_Exercise brief_.
Using the data beneath, show every line that includes the word "unpackb".

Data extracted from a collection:

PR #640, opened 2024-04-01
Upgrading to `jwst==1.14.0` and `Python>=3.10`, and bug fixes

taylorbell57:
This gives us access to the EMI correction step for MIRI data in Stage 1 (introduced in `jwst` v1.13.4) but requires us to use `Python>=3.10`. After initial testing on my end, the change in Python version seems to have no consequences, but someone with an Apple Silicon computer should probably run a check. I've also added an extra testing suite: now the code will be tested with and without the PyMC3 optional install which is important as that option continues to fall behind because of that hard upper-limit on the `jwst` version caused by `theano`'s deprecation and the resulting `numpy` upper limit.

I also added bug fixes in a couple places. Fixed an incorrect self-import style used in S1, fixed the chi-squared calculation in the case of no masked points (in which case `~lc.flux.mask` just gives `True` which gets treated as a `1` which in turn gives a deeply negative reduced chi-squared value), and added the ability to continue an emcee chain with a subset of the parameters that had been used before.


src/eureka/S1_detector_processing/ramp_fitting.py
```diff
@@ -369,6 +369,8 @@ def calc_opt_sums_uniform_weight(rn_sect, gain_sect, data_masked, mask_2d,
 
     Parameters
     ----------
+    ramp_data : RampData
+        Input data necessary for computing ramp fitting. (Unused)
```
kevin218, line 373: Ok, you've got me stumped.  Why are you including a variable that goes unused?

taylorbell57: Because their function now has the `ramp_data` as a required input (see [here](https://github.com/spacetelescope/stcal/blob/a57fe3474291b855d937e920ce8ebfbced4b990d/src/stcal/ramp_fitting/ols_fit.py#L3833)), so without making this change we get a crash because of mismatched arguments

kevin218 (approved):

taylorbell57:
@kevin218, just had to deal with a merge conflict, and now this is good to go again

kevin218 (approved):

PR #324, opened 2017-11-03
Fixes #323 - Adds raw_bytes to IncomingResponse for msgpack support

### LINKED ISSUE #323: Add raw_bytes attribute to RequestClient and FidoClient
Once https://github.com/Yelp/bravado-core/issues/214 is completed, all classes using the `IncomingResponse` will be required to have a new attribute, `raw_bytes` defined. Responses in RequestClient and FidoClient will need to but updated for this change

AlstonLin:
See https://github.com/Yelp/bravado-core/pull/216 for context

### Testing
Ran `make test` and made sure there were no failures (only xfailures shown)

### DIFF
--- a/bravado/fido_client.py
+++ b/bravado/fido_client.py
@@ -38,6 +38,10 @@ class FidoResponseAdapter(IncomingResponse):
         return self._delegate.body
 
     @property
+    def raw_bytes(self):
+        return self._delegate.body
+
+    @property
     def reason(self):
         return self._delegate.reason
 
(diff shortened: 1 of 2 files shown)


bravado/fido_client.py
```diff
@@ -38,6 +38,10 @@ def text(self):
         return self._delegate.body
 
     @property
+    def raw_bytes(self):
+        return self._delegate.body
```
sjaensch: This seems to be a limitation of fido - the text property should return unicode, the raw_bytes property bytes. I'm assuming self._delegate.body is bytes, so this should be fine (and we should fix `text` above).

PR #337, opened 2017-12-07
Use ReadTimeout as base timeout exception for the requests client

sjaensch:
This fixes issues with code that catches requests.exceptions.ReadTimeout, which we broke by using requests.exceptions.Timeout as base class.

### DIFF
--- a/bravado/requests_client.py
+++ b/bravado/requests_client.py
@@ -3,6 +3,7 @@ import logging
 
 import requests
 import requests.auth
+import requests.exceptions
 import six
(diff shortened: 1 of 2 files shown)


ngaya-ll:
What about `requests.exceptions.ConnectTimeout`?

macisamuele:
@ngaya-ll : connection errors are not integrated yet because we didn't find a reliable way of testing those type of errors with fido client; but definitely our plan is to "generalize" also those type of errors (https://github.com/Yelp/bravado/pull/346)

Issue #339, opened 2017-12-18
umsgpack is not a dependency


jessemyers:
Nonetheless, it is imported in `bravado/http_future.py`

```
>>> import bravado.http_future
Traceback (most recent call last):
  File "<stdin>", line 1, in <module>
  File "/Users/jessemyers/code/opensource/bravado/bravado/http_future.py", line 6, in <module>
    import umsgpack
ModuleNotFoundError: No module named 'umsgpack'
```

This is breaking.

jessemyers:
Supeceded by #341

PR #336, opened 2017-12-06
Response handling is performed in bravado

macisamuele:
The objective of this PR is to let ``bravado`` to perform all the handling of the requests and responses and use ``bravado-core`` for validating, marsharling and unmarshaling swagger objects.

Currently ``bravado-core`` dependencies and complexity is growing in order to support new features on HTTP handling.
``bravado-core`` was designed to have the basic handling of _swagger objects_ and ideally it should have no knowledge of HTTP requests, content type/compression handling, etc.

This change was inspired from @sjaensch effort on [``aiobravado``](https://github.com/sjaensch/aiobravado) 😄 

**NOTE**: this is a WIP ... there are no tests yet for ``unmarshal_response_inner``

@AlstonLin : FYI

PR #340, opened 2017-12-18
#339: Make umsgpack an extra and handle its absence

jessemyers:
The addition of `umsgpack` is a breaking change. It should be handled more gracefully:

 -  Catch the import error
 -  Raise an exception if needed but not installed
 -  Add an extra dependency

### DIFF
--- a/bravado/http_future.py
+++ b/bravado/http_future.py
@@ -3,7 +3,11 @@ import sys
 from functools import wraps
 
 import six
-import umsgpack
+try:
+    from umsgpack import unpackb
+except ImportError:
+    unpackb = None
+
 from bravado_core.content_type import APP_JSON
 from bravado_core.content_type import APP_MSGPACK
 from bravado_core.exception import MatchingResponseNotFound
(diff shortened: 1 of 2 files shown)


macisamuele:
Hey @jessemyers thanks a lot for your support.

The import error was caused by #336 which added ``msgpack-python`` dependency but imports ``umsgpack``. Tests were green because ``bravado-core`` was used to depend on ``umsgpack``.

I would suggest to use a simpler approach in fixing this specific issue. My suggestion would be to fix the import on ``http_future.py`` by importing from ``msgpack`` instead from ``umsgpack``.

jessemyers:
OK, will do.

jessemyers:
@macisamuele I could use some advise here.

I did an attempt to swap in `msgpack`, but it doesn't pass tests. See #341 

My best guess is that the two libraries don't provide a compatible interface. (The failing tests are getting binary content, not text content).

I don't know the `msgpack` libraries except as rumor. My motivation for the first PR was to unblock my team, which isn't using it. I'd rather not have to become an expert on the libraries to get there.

_Exercise result_.
+    from umsgpack import unpackb
+    unpackb = None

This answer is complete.